Example: EDA for Housing Price Predictions
To illustrate the EDA process, let’s apply it to the example of predicting housing prices.
We start with variable classification:
- The response variable is the sale price of a house, a continuous and unbounded variable.
- The regressors include:
- Number of bedrooms: Discrete, count-based.
- Square footage: Continuous and unbounded.
- Neighborhood type: Discrete, categorical (e.g., urban, suburban, rural).
- Proximity to schools: Continuous, potentially bounded by distance.
Once the variables are classified, we move on to coding plots and calculating descriptive statistics. Here are a couple of visualizations that can be helpful in this context:
- A histogram of sale prices helps visualize the distribution and spot any outliers.
- A scatter plot of square footage versus sale price shows the relationship, typically revealing a positive correlation.
- Box plots compare sale prices across different neighborhood types, highlighting any variations in median prices.
- Descriptive statistics like the mean and standard deviation provide a numerical summary, while a correlation matrix helps assess relationships between continuous variables like square footage and sale price.
Finally, in displaying and interpreting results, these plots and statistics guide us in understanding the data:
- The histogram might show most houses fall within a mid-range price.
- The scatter plot could confirm that larger houses generally sell for more.
- Box plots may reveal that urban homes tend to have higher prices.
These exploratory insights help identify key predictors like square footage and neighborhood type, and highlight any outliers that may require further attention during modeling.
By following these steps, the EDA process in the housing price prediction example lays a solid foundation for effective modeling, ensuring that the key variables and their relationships are well understood.
1.2.4 Data Modelling
1.2.5 Estimation
1.2.6 Goodness of Fit
1.2.7 Results
1.2.8 Storytelling
1.3 Mindmap of Regression Analysis
Having defined the necessary statistical aspects to execute a proper supervised learning analysis, either inferential or predictive across its seven sequential phases, we must dig into the different approaches we might encounter in practice as regression models. The nature of our outcome of interest will dictate any given modelling approach to apply, depicted as clouds in Figure 1.10. Note these regression models can be split into two sets depending on whether the outcome of interest is continuous or discrete. Therefore, under a probabilistic view, identifying the nature of a given random variable is crucial in regression analysis.

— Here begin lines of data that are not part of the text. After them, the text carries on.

PR #2251, opened 2019-01-08
Fix entries

Adamant36:
Fixes a few entries that were wrong.

### DIFF
--- a/config/canonical.json
+++ b/config/canonical.json
@@ -14263,7 +14263,7 @@
       "brand": "Cheesecake Factory",
       "brand:wikidata": "Q1045842",
       "brand:wikipedia": "en:The Cheesecake Factory",
-      "cuisine": "dessert",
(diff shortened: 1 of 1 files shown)


bhousel:
LGTM.. Merge it if you like it 👍

Adamant36:
Btw, I noticed that both UK and GB are used for the United Kingdom's country code in the index. Do you have a preference for which to use?

bhousel:
> Btw, I noticed that both UK and GB are used for the United Kingdom's country code in the index. Do you have a preference for which to use?

I think I fixed them all in  63f8530

`uk` should not exist in the index.. The 2 letter country codes can be found [here](https://www.nationsonline.org/oneworld/country_code_list.htm).

I switched them to either `gb` for United Kingdom or `ua` for Ukraine.

Issue #2236, opened 2019-01-01
Should we favour existing tagging for names?


SilentSpike:
Have encountered a few instances of this already so it would be good to have a rule in writing to go by.

Sometimes existing tagging is a `name=` value that's close, but not exactly the same as the name presented by the brand themselves. Examples:
- #2233 (second discussion)
- #2235 (CVS Pharmacy)
- #1413

Personally I think we should be updating/adding entries with the name presented by the brand even if it goes against existing tagging and even if the difference is very minor (as the goal here is to provide "canonical" information).

Any thoughts, suggestions, exceptions, edge cases?

Adamant36:
Which name is connected to the actual tagging numbers? Otherwise, you lose all the ones that are tagged already by changing the name to something not used and iD Editor is creating a new entry (mapping point) in the data base that diverges from the original. Essentially leaving the old one behind. At least thats how I think it would work. 

Also, how would we decide if the name is "wrong" exactly since we dont have ground truth? For example if you look at pictures of CVS stores on Google, in front some say "CVS Pharmacy" while some just say "CVS." So while neither is probably wrong, id say its better to go with the existing value because its established and would therefore have more weight on the ground.

SilentSpike:
@Adamant36 That's a good point and something else I've been curious about. There's a weird issue when it comes to tagging chains in that the signage doesn't always match the name. The CVS example maybe isn't the best as I've now learned that it's also a store of some kind.

However, one I've come across is Sports Direct. All of the stores (at least here in the UK) have a big sign that says "SportsDirect.com". However, the actual store name is just "Sports Direct" which is what you'd call it in conversation (and what the entry here has it tagged as).

Another example here in Scotland is Clydesdale Bank, often branches just have a sign with "CB" on it, but surely you'd tag it with the full name still because that's what it's actually called (at least, I would).

----
As for the majority tagging question, as I see it this is a source of cannonical information and thus should show preference to correct information over existing information. We may not know ground truth, but when it comes to brands tagging should (for the most part) be consistent everywhere.

To your point about losing the existing tagging, I believe that's where the `match` key comes in. You're still recognising those entities as the same thing, just not the correct tagging.

Adamant36:
@bhousel, what do you think about the whole thing?

bhousel:
Oh yeah this is something that will probably always be full of interesting edge cases and judgement calls...

@SilentSpike said:
[...]

PR #2263, opened 2019-01-21
More brands

kreed:
Few more brands I ran into. I got a little proactive in renaming Schlotzsky's, but per the discussion in #2236 I think that's the direction we're going with?


matthijsmelissen:
Thanks! Could you specify in the PR description which issues this fixes, like here: https://github.com/osmlab/name-suggestion-index/pull/2255 ?

SilentSpike:
All look good to me (the rename of Schlotzsky's included) 👍

`countryCodes` data is always nice too (as these appear to be mostly US brands), but not as important

kreed:
That's a good point. I'll add those in.

kreed:
@Adamant36 I made those changes for Safelite and Extra Space Storage. I'm not sure about La-Z-Boy. It looks like they operate outside North America (e.g. their [UK division](https://www.la-z-boy.co.uk/)), but I'm not sure they have stores elsewhere. Even if they don't now, it seems likely that they could in the future. I'm going omit the country code to be safe.

Adamant36:
That's fine. I wasn't to sure about it anyway. Thanks for adding the other stuff.

matthijsmelissen:
These seem to be smaller brands. For example Havertys only has 19 instances in OSM.

@bhousel Would we like to add these?

SilentSpike:
@matthijsmelissen We encourage adding brands which don't have enough entries (50) to be automatically picked up yet.

However, you raise a related interesting question, should we include brands which have less than 50 locations in reality?

PR #2387, opened 2019-03-06
Add operators for banks

Adamant36:


tas50:
Maybe this is a more fundamental OSM question that this simple repo, but it seems like we're adding a lot of static and redundant tags for information that is actually pretty fluid in the real world. The wikidata entry if done right includes the up to date information on the parent company for any brand or company. This seems like a far better place to pull this data from rather than tags, which can't be updated easily. We're going to really quickly end up with a pile of incorrect parent company information once a company is sold vs. a single place where that data can be updated.

Adamant36:
Yeah I was thinking about that myself. There's some entries were the Wikipedia pages have said the companies gone out of business and I wonder what the value of adding them like their legitimate is. So there's a lot of chances for things to go stale. I guess it just comes down to good maintenance later. The reason I added a lot of the operators in these cases is the hope that it keeps people adding the operator information where the brand information should be. Which has happened a lot in the past. Especially with none English companies and banks in particular.

tas50:
I'll admit I misused operator quite a bit in some of my early edits. It's not understood by new editors.

Adamant36:
> It's not understood by new editors.

Yeah, totally not. I did it myself a couple of times.

SilentSpike:
Yeah OSM has an inherent problem in that without use of either automation or a data structure where you can have instances of a single entity definition you're almost never going to have full coverage of up-to-date tagging for something as simple as a brand which always has the same tags.

It doesn't necessarily matter though, because as long as the wikidata tag is present and accurate then data consumers can always query wikidata from the tag and use the more up-to-date information from there. Plus if wikidata were to disappear for whatever reason, there would still be data in OSM that's hopefully mostly accurate.

Adamant36:
I'm hopping there will at least be some rudimentary automation of this kind of stuff at some point. I don't see why something like switching the values of store brands couldn't be done responsibly with ai and someone higher up over seeing it. Id like to think we are doing the ground work for it here. The main reason I got into this was to improve name tagging quality. I don't think OSM will ever have the user base for good store mapping quality at scale, plus editors are to sillowed in their particular mapping niches for any kind of major group effort to work, but having something like this index and the quality control checks in iD Editor are good starts in that direction at least. Its not like any map is 100% accurate anyway.

PR #2389, opened 2019-03-06
Add Pottery Barn and Williams-Sonoma

tas50:
Also add some country code information while I'm here.


matkoniecz:
> "name": "PWilliams-Sonoma",

Is "P" in the name intentional?

tas50:
Nope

That said, we will go beyond OLS regression and explore further regression techniques. In practice, these techniques have been developed in the statistical literature to address practical cases where the OLS modelling framework and assumptions are not suitable anymore. Thus, throughout this block, we will cover (at least) one new regression model per lecture.
As we can see in the clouds of Figure 1.10, there are 13 regression models: 8 belonging to discrete outcomes and 5 to continuous outcomes. Each of these models is contained in a chapter of this book, beginning with the most basic regression tool known as ordinary least-squares in Chapter 3. We must clarify that the current statistical literature is not restricted to these 13 regression models. The field of regression analysis is vast, and one might encounter more complex models to target certain specific inquiries. Nonetheless, I consider these models the fundamental regression approaches that any data scientist must be familiar with in everyday practice.
Even though this book comprises 13 chapters, each depicting a different regression model, we have split these chapters into two major subsets: those with continuous outcomes and those with discrete outcomes.